Problem to solve: Among the entries below, find how many lines carry the word "inner" and state only that figure.

Material to process:

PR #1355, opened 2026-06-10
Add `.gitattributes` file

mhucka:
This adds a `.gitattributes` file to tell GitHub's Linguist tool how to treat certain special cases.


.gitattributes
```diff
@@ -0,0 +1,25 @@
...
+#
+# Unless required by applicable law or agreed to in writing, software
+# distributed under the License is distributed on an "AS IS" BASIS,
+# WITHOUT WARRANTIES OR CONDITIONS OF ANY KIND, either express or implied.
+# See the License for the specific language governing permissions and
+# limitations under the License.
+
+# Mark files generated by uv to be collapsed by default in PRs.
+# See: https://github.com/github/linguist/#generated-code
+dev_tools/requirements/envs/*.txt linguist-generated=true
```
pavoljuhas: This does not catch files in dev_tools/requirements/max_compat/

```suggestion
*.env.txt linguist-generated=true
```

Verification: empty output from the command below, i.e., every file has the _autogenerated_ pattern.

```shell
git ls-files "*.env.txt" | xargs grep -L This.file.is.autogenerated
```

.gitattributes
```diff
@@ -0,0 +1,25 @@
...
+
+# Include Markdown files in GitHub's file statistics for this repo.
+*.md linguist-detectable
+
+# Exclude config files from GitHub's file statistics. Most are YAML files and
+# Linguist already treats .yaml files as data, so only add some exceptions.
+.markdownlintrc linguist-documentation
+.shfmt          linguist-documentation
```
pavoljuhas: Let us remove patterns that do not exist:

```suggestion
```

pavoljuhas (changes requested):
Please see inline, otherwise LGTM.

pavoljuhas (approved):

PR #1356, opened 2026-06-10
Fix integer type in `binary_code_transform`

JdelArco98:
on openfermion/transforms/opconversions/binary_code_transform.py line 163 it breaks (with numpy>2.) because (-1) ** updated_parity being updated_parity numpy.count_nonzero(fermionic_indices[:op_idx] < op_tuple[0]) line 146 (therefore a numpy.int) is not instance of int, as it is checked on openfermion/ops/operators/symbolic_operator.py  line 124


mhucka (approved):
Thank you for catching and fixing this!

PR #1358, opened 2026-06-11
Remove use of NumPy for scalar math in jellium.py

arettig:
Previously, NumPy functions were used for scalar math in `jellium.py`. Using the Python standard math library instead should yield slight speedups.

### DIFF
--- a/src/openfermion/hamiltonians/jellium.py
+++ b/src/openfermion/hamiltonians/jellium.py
==
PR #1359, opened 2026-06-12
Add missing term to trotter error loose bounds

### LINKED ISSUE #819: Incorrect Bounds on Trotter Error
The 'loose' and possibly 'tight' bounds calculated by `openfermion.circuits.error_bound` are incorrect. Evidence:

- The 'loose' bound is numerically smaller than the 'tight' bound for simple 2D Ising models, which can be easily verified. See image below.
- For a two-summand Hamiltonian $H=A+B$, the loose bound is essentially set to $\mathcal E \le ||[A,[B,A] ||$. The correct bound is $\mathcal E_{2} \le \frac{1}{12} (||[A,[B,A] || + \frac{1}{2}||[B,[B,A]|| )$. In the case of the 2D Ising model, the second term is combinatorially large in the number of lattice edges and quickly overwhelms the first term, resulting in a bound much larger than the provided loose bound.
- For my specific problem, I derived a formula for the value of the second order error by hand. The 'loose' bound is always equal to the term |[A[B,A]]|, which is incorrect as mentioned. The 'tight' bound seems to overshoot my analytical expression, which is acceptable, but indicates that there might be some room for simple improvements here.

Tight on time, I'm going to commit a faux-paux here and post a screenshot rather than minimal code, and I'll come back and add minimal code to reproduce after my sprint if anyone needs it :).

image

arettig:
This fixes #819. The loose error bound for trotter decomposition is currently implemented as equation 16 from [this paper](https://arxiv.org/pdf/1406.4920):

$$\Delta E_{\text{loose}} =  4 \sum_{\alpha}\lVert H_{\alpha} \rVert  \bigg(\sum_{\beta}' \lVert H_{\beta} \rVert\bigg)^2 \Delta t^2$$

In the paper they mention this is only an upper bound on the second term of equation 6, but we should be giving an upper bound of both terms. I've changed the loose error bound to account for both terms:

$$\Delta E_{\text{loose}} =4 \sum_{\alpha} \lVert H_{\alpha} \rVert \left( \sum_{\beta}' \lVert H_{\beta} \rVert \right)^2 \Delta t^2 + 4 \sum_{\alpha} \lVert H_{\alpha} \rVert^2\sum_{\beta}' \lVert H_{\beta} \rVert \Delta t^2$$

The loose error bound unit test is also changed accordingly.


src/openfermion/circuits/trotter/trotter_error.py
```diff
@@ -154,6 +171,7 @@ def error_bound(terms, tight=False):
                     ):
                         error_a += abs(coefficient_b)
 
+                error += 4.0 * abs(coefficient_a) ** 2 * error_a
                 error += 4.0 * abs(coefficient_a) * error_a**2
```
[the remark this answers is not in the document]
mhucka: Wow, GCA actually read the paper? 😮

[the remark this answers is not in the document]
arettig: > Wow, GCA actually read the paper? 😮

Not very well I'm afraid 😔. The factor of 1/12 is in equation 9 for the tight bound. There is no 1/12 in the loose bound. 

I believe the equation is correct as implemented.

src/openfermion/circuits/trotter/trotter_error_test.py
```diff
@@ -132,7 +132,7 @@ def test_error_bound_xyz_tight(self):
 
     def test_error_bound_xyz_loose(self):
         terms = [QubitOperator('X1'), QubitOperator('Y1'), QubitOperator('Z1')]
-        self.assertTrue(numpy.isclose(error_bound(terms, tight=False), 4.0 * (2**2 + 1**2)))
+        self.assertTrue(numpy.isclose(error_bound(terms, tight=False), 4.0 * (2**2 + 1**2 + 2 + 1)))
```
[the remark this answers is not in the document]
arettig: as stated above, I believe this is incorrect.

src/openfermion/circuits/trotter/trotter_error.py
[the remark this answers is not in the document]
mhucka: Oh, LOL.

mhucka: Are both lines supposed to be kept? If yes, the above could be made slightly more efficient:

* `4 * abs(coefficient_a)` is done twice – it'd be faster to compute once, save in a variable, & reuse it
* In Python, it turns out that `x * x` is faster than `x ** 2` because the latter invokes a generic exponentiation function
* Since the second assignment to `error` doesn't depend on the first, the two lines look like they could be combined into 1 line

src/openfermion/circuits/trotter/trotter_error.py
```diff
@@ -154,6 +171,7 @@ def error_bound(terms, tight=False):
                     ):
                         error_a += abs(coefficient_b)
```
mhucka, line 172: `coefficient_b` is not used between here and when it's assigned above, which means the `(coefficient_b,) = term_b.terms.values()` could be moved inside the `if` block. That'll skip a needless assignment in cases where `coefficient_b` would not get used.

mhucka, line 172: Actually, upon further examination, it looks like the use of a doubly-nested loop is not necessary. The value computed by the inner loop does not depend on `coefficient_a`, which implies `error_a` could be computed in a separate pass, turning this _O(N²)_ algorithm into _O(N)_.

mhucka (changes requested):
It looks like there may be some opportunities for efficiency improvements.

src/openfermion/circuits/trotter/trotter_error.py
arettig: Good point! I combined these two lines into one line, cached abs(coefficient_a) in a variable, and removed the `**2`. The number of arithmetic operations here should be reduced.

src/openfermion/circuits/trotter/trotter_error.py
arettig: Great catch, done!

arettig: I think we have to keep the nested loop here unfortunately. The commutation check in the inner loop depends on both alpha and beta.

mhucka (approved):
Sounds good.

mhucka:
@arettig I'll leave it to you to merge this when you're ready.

Reply: 2